Is this project an undergraduate, graduate, or faculty project?

Graduate

Project Type

individual

Campus

Daytona Beach

Authors' Class Standing

Emre Girgin, Graduate Student

Lead Presenter's Name

Emre Girgin

Lead Presenter's College

DB College of Engineering

Faculty Mentor Name

Cagri Kilic

Abstract

This project proposes a robust framework for enhancing visual-inertial odometry (VIO) in autonomous space surface robots operating in challenging conditions, such as the Moon's dimly lit terrain or Martian dust storms. In such environments, traditional vision-based systems encounter difficulties due to the presence of poor visual features.

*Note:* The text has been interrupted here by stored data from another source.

PR #2095, opened 2022-06-07
Fix FourierFields adjoint for D and B fields in isotropic media

### LINKED ISSUE #2090: Incorrect FourierFields gradients for D components
The FourierFields gradients for D fields is incorrect by a factor of the permittivity ε (at the location of interest).

Here is an example
```
Si = mp.Medium(index=3.4)
resolution = 20
Sx = 5
Sy = 3
cell_size = mp.Vector3(Sx,Sy)
pml_layers = [mp.PML(1.0)]
fcen = 1/1.55
width = 0.3
fwidth = width * fcen
frequencies = [fcen]
source_center  = [-1,0,0]
source_size    = mp.Vector3(0,0.5,0)
source = [mp.Source(src, component=mp.Ez, size = source_size,center=source_center)]
design_region_resolution = 20
Nx = design_region_resolution//2
Ny = design_region_resolution//2

design_variables = mp.MaterialGrid(mp.Vector3(Nx,Ny),mp.air,Si)
design_region = mpa.DesignRegion(design_variables,volume=mp.Volume(center=mp.Vector3(), size=mp.Vector3(0.5, 0.5, 0)))
geometry = [
    mp.Block(center=mp.Vector3(1,0), size = mp.Vector3(0.5, 0.5), material=Si),                 
]
                    boundary_layers=pml_layers,
                    geometry=geometry,
                    sources=source,
                    resolution=resolution)

Dz = mpa.FourierFields(sim,mp.Volume(center=mp.Vector3(1,0),size=mp.Vector3(0, 0.1)),mp.Dz,yee_grid=True)

ob_list = [Dz]                                                                                          
def J(dz):
    return npa.abs(dz[0,0])**2
    simulation=sim,
    objective_functions=J,
    objective_arguments=ob_list,
    design_regions=[design_region],
    frequencies=frequencies)
```
which has the layout:
image

I found the fd_gradients was approximately ε(=12 in the code above) * adjoint_gradients. If the monitor is placed inside the design region, then the factor is the permittivity corresponding to the design parameter weight at that point.

mawc2019:
This PR fixes #2090. `FourierFields` adjoint gradients for D and B fields in isotropic media now become consistent with finite-difference gradients.

### DIFF
--- a/python/tests/test_adjoint_solver.py
+++ b/python/tests/test_adjoint_solver.py
@@ -510,7 +510,8 @@ class TestAdjointSolver(ApproxComparisonTestCase):
 
             ## compare objective results
             print("Dz2 -- adjoint solver: {}, traditional simulation: {}".format(adjsol_obj,Dz2_unperturbed))
-            self.assertClose(adjsol_obj,Dz2_unperturbed,epsilon=1e-4 if mp.is_single_precision() else 1e-6)
+            tol = 1e-5 if mp.is_single_precision() else 1e-6
+            self.assertClose(adjsol_obj,Dz2_unperturbed,epsilon=tol)
 
             ## compute perturbed |Dz|^2
             Dz2_perturbed = forward_simulation_complex_fields(p+dp, frequencies)
@@ -521,7 +522,7 @@ class TestAdjointSolver(ApproxComparisonTestCase):
             adj_scale = (dp[None,:]@adjsol_grad).flatten()
             fd_grad = Dz2_perturbed-Dz2_unperturbed
             print("Directional derivative -- adjoint solver: {}, FD: {}".format(adj_scale,fd_grad))
-            tol = 0.018 if mp.is_single_precision() else 0.002
+            tol = 0.055 if mp.is_single_precision() else 0.002
             self.assertClose(adj_scale,fd_grad,epsilon=tol)
 
     def test_damping(self):
--- a/python/tests/test_adjoint_solver.py
+++ b/python/tests/test_adjoint_solver.py
@@ -510,7 +510,7 @@ class TestAdjointSolver(ApproxComparisonTestCase):
 
             ## compare objective results
             print("Dz2 -- adjoint solver: {}, traditional simulation: {}".format(adjsol_obj,Dz2_unperturbed))
-            self.assertClose(adjsol_obj,Dz2_unperturbed,epsilon=1e-6)
+            self.assertClose(adjsol_obj,Dz2_unperturbed,epsilon=1e-4 if mp.is_single_precision() else 1e-6)
 
             ## compute perturbed |Dz|^2
             Dz2_perturbed = forward_simulation_complex_fields(p+dp, frequencies)
--- a/python/tests/test_adjoint_solver.py
+++ b/python/tests/test_adjoint_solver.py
@@ -522,7 +522,7 @@ class TestAdjointSolver(ApproxComparisonTestCase):
             adj_scale = (dp[None,:]@adjsol_grad).flatten()
             fd_grad = Dz2_perturbed-Dz2_unperturbed
             print("Directional derivative -- adjoint solver: {}, FD: {}".format(adj_scale,fd_grad))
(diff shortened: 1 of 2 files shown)


oskooi:
It would be useful to add a unit test in this PR which should fail using the current master branch since this is a bug fix.

mawc2019:
However, the current version of this PR does not yield correct adjoint gradients if the monitor is placed inside the design region. Should we deal with this case?

smartalecH:
> However, the current version of this PR does not yield correct adjoint gradients if the monitor is placed inside the design region. Should we deal with this case?

That piece of code would need to go here:

https://github.com/NanoComp/meep/blob/91d36ba73d1ae0eb135d18c783840cff9fcd71ef/src/meepgeom.cpp#L3003-L3006

stevengj:
Looks fine, albeit missing a test.

I agree that it would be good to add support for D fields in the design region, but this is nontrivial, and meanwhile this PR is a strict improvement over what we have now.

mawc2019:
> It would be useful to add a unit test in this PR which should fail using the current master branch since this is a bug fix.

I changed an existing test in `test_adjoint_solver.py` to the new test. To be specific, in the functions `forward_simulation_complex_fields`, `adjoint_solver_complex_fields`, and `test_complex_fields`, `Ez` has been changed to `Dz`. I think the new test (for `Dz`) can substitute for the old test (for `Ez`). Besides, in `test_adjoint_solver.py`, another test for `Ez` has already existed.

python/tests/test_adjoint_solver.py
```diff
@@ -505,21 +505,21 @@ def test_complex_fields(self):
...
-            ## compute unperturbed |Ez|^2
-            Ez2_unperturbed = forward_simulation_complex_fields(p, frequencies)
+            ## compute unperturbed |Dz|^2
+            Dz2_unperturbed = forward_simulation_complex_fields(p, frequencies)
 
             ## compare objective results
-            print("Ez2 -- adjoint solver: {}, traditional simulation: {}".format(adjsol_obj,Ez2_unperturbed))
-            self.assertClose(adjsol_obj,Ez2_unperturbed,epsilon=1e-6)
+            print("Dz2 -- adjoint solver: {}, traditional simulation: {}".format(adjsol_obj,Dz2_unperturbed))
+            self.assertClose(adjsol_obj,Dz2_unperturbed,epsilon=1e-6)
```
oskooi, line 513: Looks like this assert statement is failing for the single-precision build. You can try increasing the tolerance for single precision using e.g.:
```
self.assertClose(adjsol_obj,Dz2_unperturbed,epsilon=1e-4 if mp.is_single_precision() else 1e-6)
```

mawc2019: In my place, this line does not cause error. I guess the error message in my place is different from that given by the online check. But I cannot see the detailed error message in the online-check logs. Can I ask where I should find the detailed error message?

oskooi: To find the log of the failing CI run, click on the "Details" button below next to "CI / Test Python 3.10 with MPI (true)" or the "Actions" tab above (next to "Discussions" and "Projects"). From there, for the failing run locate the "Artifacts" section and then download the log file. In this case, this would be [py3.10-tests-mpi-true.log](https://github.com/NanoComp/meep/actions/runs/2513272770) which shows:
```
Ran 7 tests in 307.004s

FAILED (failures=1)
FAIL: test_complex_fields (__main__.TestAdjointSolver)
  File "/home/runner/work/meep/meep/build/meep-1.24.0-beta/_build/sub/python/../../../python/tests/test_adjoint_solver.py", line 525, in test_complex_fields
  File "/home/runner/work/meep/meep/build/meep-1.24.0-beta/python/tests/utils.py", line 28, in assertClose
AssertionError: 0.001776412917294544 not less than or equal to 0.0005871758943843297 : 
```

mawc2019: Thanks! The tolerance for single precision is adjusted further.

PR #2107, opened 2022-06-16

oskooi:
Closes #2072.

For some reason, I was not able to resolve the merge conflicts in `python/tests/test_diffracted_planewave.py` in #2072 during a rebase. This is why I just created this new PR.


oskooi:
There is a test failure due to a segmentation fault related to garbage collection in `python/tests/test_diffracted_planewave.py` which I am not able to reproduce locally.

```
*** Process received signal ***
Signal: Segmentation fault (11)
Signal code:  (128)
Failing at address: (nil)
[ 0] /lib/x86_64-linux-gnu/libc.so.6(+0x43090)[0x7fc847044090]
[ 1] /opt/hostedtoolcache/Python/3.7.13/x64/lib/libpython3.7m.so.1.0(+0x199d88)[0x7fc84739dd88]
[ 2] /opt/hostedtoolcache/Python/3.7.13/x64/lib/libpython3.7m.so.1.0(+0x119982)[0x7fc84731d982]
[ 3] /opt/hostedtoolcache/Python/3.7.13/x64/lib/libpython3.7m.so.1.0(+0x1993e4)[0x7fc84739d3e4]
[ 4] /opt/hostedtoolcache/Python/3.7.13/x64/lib/libpython3.7m.so.1.0(+0x203f0e)[0x7fc847407f0e]
[ 5] /opt/hostedtoolcache/Python/3.7.13/x64/lib/libpython3.7m.so.1.0(PyGC_Collect+0x55)[0x7fc847408005]
[ 6] /opt/hostedtoolcache/Python/3.7.13/x64/lib/libpython3.7m.so.1.0(Py_FinalizeEx+0x67)[0x7fc8473f99e7]
[ 7] /opt/hostedtoolcache/Python/3.7.13/x64/lib/libpython3.7m.so.1.0(Py_Exit+0xc)[0x7fc8473f9cec]
[ 8] /opt/hostedtoolcache/Python/3.7.13/x64/lib/libpython3.7m.so.1.0(+0x1fa543)[0x7fc8473fe543]
[ 9] /opt/hostedtoolcache/Python/3.7.13/x64/lib/libpython3.7m.so.1.0(PyErr_PrintEx+0x3a)[0x7fc8473fd92a]
[10] /opt/hostedtoolcache/Python/3.7.13/x64/lib/libpython3.7m.so.1.0(PyRun_SimpleFileExFlags+0x21d)[0x7fc8473fd4cd]
[11] /opt/hostedtoolcache/Python/3.7.13/x64/lib/libpython3.7m.so.1.0(+0x201811)[0x7fc847405811]
[12] /opt/hostedtoolcache/Python/3.7.13/x64/lib/libpython3.7m.so.1.0(_Py_UnixMain+0x40)[0x7fc8474054a0]
[13] /lib/x86_64-linux-gnu/libc.so.6(__libc_start_main+0xf3)[0x7fc847025083]
[14] /opt/hostedtoolcache/Python/3.7.13/x64/bin/python(_start+0x2e)[0x5635a7d9209e]
*** End of error message ***
```

python/tests/test_diffracted_planewave.py
```diff
@@ -137,12 +139,102 @@ def _pw_amp(x):
...
+                                    eig_band=mp.DiffractedPlanewave((0,0,0),
+                                                                    mp.Vector3(0,1,0),
+                                                                    1,
+                                                                    0))]
+    else:
+      sources = [mp.EigenModeSource(mp.GaussianSource(self.fcen,fwidth=0.1*self.fcen),
+                                    center=src_pt,
+                                    size=mp.Vector3(0,sy,0),
+                                    direction=mp.NO_DIRECTION,
+                                    eig_kpoint=k,
```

The proposed system integrates few-shot meta-learning with keypoint detection, enabling real-time adaptation to sparse or obscured visual inputs. This approach leverages minimal training data to identify geometrically consistent landmarks and restore missing keypoints when sensor performance is compromised. The approach is integrated within a tightly coupled inertial-vision framework, which combines probabilistic IMU pre-integration with optimization-based visual odometry. It uses an uncertainty-aware mechanism to dynamically adjust sensor input weights during temporary occlusions (e.g., dust clouds). This innovative integration of meta-learned keypoint recovery and multimodal sensor robustness ensures precise and uninterrupted localization in environments where conventional VIO is ineffective. The efficacy of the framework will be validated through high-fidelity simulations (e.g., lunar and Martian environments). The framework addresses key challenges in extraterrestrial robotic navigation, thereby supporting mission resilience for lunar rovers, Mars explorers, and asteroid prospectors. Furthermore, the methodology is applicable to terrestrial applications with intermittent sensing, such as disaster response and underground exploration, by merging adaptive learning with classical sensor fusion to enable reliable autonomy in unpredictable, sensor-deprived environments.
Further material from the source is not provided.